The P. aeruginosa PSR assay was applied to sputum samples taken from ICU patients. The test results indicated that P. aeruginosa was prevalent with nearly 30% of samples tested positive. Diverse MLSTs of P. aeruginosa and co-occurrence of resistance genes indicated a rapid and continuing evolution of P. aeruginosa resulting from their wide occurrence in clinical infections, and it would be difficult to control.

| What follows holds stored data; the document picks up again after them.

PR #4694, opened 2022-02-23
Caption relative timestamps rebase

JacksonRG:
# Issue:
Timestamps took absolute times for when to start and stop displaying.

This meant that they had to be adjusted any time a clip was moved.

# Solution:
Subtract the `position` (the time at the left edge of a clip) before creating the timestamp.

Note: `libopenshot`'s caption code already accounted for the beginning clips, so no change to libopenshot is needed.

Other Improvements:
- Prevent timestamps outside the time of the clip
- Prevent `add timestamp` button from adding after a line has an `ending` timestamp

### DIFF
--- a/src/windows/main_window.py
+++ b/src/windows/main_window.py
@@ -2232,6 +2232,30 @@ class MainWindow(updates.UpdateWatcher, QMainWindow):
         app = get_app()
         _ = app._tr
 
+        if len(self.selected_effects) == 0:
+            log.error("No caption effect selected")
+            return
+        effect_data = Effect.filter(id=self.selected_effects[0])[0].data
+        effect_id = effect_data.get("id")
+        if effect_data.get("type") != "Caption":
+            log.error("Captioning an effect that is not a Caption")
+            return
+
+        # Get the Clip that owns this caption effect
+        clip_data = None
+        for clip in Clip.filter():
+            for effect in clip.data.get('effects'):
+                if effect.get("id") == effect_id:
+                    clip_data = clip.data
+                    break
+            if clip_data != None:
+                break
+
+        if clip_data == None:
+            log.error("No clip owns this caption effect")
+            return
+
+
         if self.captionTextEdit.isReadOnly():
             return
 
@@ -2239,6 +2263,7 @@ class MainWindow(updates.UpdateWatcher, QMainWindow):
         fps = get_app().project.get("fps")
         fps_float = float(fps["num"]) / float(fps["den"])
         current_position = (self.preview_thread.current_frame - 1) / fps_float
+        relative_position = current_position - clip_data.get("position")
 
         # Get cursor / current line of text (where cursor is located)
         cursor = self.captionTextEdit.textCursor()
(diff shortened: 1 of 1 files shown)


src/windows/main_window.py
```diff
@@ -2232,25 +2232,65 @@ def actionInsertTimestamp_trigger(self, event):
         app = get_app()
         _ = app._tr
 
+        if len(self.selected_effects) == 0:
+            log.error("No caption effect selected")
```
jonoomph: I think this might send data to Sentry.io, probably 'error' is to strong

src/windows/main_window.py
```diff
@@ -2232,25 +2232,65 @@ def actionInsertTimestamp_trigger(self, event):
...
+            return
+        effect_data = Effect.filter(id=self.selected_effects[0])[0].data
+        effect_id = effect_data.get("id")
+        if effect_data.get("type") != "Caption":
+            log.error("Captioning an effect that is not a Caption")
```
jonoomph: ditto

src/windows/main_window.py
```diff
@@ -2232,25 +2232,65 @@ def actionInsertTimestamp_trigger(self, event):
...
+        for clip in Clip.filter():
+            for effect in clip.data.get('effects'):
+                if effect.get("id") == effect_id:
+                    clip_data = clip.data
+                    break
+            if clip_data != None:
+                break
+
+        if clip_data == None:
+            log.error("No clip owns this caption effect")
```
jonoomph: Ditto

src/windows/main_window.py
```diff
@@ -2232,25 +2232,65 @@ def actionInsertTimestamp_trigger(self, event):
         app = get_app()
         _ = app._tr
 
+        if len(self.selected_effects) == 0:
```
jonoomph: `if self.selected_effects:` does the same thing

src/windows/main_window.py
```diff
@@ -2232,25 +2232,65 @@ def actionInsertTimestamp_trigger(self, event):
...
+            return
+        effect_data = Effect.filter(id=self.selected_effects[0])[0].data
+        effect_id = effect_data.get("id")
+        if effect_data.get("type") != "Caption":
+            log.info("Captioning an effect that is not a Caption")
+            return
+
+        # Get the Clip that owns this caption effect
+        clip_data = None
+        for clip in Clip.filter():
```
jonoomph, line 2246: Clip.filter() will return all clips in the project. It would probably be better if you could get the Clip ID of the parent clip, and pass it to the filter() function. Not sure if we have the Clip ID in the effect data though.

src/windows/main_window.py
```diff
@@ -2232,25 +2232,65 @@ def actionInsertTimestamp_trigger(self, event):
...
+                if effect.get("id") == effect_id:
+                    clip_data = clip.data
+                    break
+            if clip_data != None:
+                break
+
+        if clip_data == None:
+            log.info("No clip owns this caption effect")
+            return
+
```
jonoomph, line 2257: Extra blank line

src/windows/main_window.py
```diff
@@ -2232,25 +2232,65 @@ def actionInsertTimestamp_trigger(self, event):
...
         # Get cursor / current line of text (where cursor is located)
         cursor = self.captionTextEdit.textCursor()
         self.captionTextEdit.moveCursor(QTextCursor.StartOfLine)
         line_text = cursor.block().text()
         self.captionTextEdit.moveCursor(QTextCursor.EndOfLine)
 
+        # If position hasn't changed, and creating the ending timestamp, add 5 seconds
+        if "-->"  in line_text and line_text.count(':') == 3 and self.last_caption_timestamp_position == current_position:
+            # prevent caption with 0 duration
+            relative_position += 5
```
jonoomph: Should this be `+= 5.0`?

jonoomph:
I feel like it should be easier to get the Clip ID from the selected effect. But off the top of my head, I don't recall. Otherwise looks good.

src/windows/main_window.py
JacksonRG: I just checked `clip_data.get("id") in str(effect_data)` -> `false`. Not seeing a way to get clip id out of the effect

jonoomph:
LGTM

PR #4798, opened 2022-05-12
Set starting directory for QT file dialog

JacksonRG:
Default folder for file imports wasn't being updated. Always starting in the same folder.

Although the antibiotic resistance rate to β-lactams, aminoglycosides, and quinolones was high, all clinical P. aeruginosa strains were sensitive to polymyxin B. Polymyxin B is a polypeptide antibiotic of which the injectable formulation has not been introduced to China because of its potential renal toxicity. Only polymyxin B unguent for scratches and mild scalds is available. However, generalized infections need to be treated with intravenous injection or infusion. Last year, a child and his grandfather were severely burned in a fire accident in Hangzhou, China. Multiple antibiotics were invalid for the treatment, and multi-drug resistant P. aeruginosa strains were isolated from their wounds. It was not until the local newspaper launched a nationwide search that the required dose of polymyxin B was collected and the two patients were cured. Therefore, we think there’s a need for an increase in the reserves of this medicine in Chinese hospitals, especially those specialized in burns, as the last resort for severe injuries.

Conclusion

We established a PSR detection method for P. aeruginosa, which meets the ASSURED criteria (affordable, sensitive, specific, user friendly, robust and rapid, equipment free and deliverable) proposed by the World Health Organization for developing diagnostic techniques (Mabey et al., 2004). We anticipate its routine use in clinical screening and on-site diagnosis, particularly in situations where resources are limited. Furthermore, our study provides new insights into the mechanisms of P. aeruginosa antibiotic resistance and warns that future therapeutic options may be seriously limited.

Conflict of Interest Statement

The authors declare that the research was conducted in the absence of any commercial or financial relationships that could be construed as a potential conflict of interest.